EXERCISE DIRECTIONS:
In the records that follow, the lines from the one containing "flow_max = info.dispensing_drive_speed_range[1]" to the one containing "has no per-channel selection", inclusive, are to be given again exactly.

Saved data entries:

# # # #

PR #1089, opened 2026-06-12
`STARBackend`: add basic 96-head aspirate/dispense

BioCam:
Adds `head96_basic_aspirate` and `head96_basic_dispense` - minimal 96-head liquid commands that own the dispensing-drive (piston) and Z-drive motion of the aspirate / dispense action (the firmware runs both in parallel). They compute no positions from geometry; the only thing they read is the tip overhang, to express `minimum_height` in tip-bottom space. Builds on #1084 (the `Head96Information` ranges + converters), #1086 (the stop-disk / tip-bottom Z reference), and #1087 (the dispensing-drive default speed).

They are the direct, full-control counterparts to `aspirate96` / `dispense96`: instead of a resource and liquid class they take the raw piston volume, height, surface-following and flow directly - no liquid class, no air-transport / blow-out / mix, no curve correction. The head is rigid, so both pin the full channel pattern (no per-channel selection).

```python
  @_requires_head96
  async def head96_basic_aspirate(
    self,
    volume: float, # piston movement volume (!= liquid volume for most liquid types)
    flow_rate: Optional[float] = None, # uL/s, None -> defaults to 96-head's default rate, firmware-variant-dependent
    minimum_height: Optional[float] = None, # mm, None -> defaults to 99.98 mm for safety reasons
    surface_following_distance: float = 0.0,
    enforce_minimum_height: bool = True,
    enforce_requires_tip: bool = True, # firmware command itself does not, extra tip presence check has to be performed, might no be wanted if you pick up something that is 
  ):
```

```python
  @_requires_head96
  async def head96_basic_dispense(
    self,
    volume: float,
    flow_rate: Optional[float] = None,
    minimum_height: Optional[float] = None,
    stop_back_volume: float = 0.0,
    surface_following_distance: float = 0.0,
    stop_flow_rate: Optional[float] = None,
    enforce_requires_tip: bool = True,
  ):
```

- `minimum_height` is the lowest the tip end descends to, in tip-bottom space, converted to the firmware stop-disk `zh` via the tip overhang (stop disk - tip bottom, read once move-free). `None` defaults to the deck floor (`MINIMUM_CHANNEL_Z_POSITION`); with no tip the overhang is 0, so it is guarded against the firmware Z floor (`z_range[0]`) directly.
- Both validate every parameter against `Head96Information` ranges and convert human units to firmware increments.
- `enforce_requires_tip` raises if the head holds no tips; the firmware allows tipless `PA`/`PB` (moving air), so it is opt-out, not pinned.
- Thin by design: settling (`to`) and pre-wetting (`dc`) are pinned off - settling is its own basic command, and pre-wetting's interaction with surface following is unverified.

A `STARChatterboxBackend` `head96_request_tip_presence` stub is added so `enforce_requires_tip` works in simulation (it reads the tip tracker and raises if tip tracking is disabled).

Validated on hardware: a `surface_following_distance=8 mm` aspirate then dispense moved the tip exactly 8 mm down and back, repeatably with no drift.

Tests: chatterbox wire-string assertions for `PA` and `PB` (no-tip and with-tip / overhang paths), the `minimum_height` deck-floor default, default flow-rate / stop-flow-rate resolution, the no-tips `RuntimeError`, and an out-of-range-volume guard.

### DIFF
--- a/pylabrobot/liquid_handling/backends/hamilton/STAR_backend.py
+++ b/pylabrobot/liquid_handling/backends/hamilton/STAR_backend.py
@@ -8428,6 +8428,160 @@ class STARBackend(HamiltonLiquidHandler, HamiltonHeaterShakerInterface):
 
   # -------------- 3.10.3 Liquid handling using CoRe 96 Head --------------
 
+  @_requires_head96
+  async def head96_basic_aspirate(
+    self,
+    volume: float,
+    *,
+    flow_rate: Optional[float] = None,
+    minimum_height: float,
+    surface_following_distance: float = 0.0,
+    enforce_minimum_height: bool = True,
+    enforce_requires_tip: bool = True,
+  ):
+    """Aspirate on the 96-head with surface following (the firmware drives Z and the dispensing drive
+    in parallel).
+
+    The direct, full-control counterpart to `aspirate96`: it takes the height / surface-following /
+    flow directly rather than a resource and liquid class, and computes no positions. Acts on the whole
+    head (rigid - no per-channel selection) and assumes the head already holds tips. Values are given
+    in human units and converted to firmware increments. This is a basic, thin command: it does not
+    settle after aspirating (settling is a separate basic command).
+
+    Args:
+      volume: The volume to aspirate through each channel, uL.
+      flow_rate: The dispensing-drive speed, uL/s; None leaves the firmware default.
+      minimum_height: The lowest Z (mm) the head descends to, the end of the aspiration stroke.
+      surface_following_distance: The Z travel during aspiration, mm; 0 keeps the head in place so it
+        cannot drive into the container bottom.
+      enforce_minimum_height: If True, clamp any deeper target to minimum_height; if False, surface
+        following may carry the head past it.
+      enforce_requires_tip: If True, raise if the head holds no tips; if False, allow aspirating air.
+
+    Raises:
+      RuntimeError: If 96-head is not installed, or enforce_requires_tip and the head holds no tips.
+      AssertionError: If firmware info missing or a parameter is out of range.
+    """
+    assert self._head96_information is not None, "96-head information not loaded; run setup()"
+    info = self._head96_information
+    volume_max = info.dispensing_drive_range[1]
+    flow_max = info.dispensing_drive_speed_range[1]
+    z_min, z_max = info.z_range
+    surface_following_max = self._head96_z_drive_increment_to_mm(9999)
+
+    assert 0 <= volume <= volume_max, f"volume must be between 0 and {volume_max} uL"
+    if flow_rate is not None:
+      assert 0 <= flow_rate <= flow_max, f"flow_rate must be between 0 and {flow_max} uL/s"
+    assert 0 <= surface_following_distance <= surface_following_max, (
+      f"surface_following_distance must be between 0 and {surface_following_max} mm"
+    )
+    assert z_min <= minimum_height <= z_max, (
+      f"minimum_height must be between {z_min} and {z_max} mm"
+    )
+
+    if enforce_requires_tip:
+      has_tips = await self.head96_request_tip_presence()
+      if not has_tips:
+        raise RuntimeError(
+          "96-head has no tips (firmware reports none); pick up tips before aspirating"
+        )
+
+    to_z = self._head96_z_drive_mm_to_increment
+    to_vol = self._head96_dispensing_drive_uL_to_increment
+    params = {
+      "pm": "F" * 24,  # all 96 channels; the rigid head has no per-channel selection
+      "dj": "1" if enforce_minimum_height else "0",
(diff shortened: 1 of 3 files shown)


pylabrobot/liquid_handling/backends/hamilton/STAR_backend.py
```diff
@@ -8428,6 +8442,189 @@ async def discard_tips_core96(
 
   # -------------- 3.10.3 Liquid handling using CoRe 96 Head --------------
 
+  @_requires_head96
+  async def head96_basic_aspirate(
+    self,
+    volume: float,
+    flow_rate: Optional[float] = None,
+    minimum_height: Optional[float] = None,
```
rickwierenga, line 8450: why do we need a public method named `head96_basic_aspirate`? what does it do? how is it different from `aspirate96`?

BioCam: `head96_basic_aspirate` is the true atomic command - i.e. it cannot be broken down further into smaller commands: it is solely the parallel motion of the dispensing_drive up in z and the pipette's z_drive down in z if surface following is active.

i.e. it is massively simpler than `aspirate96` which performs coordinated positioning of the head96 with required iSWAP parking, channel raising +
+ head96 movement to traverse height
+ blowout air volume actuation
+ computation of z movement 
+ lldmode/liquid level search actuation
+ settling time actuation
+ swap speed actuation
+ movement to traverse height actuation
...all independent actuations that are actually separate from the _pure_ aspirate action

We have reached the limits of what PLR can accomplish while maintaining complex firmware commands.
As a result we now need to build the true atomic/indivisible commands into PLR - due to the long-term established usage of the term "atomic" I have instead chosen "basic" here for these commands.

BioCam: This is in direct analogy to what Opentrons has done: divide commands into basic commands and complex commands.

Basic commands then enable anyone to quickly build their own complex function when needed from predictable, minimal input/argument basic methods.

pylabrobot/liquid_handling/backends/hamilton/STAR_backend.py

# # # #

EXPECTED OUTPUT:
+    flow_max = info.dispensing_drive_speed_range[1]
+    z_min, z_max = info.z_range
+    surface_following_max = self._head96_z_drive_increment_to_mm(9999)
+
+    assert 0 <= volume <= volume_max, f"volume must be between 0 and {volume_max} uL"
+    if flow_rate is not None:
+      assert 0 <= flow_rate <= flow_max, f"flow_rate must be between 0 and {flow_max} uL/s"
+    assert 0 <= surface_following_distance <= surface_following_max, (
+      f"surface_following_distance must be between 0 and {surface_following_max} mm"
+    )
+    assert z_min <= minimum_height <= z_max, (
+      f"minimum_height must be between {z_min} and {z_max} mm"
+    )
+
+    if enforce_requires_tip:
+      has_tips = await self.head96_request_tip_presence()
+      if not has_tips:
+        raise RuntimeError(
+          "96-head has no tips (firmware reports none); pick up tips before aspirating"
+        )
+
+    to_z = self._head96_z_drive_mm_to_increment
+    to_vol = self._head96_dispensing_drive_uL_to_increment
+    params = {
+      "pm": "F" * 24,  # all 96 channels; the rigid head has no per-channel selection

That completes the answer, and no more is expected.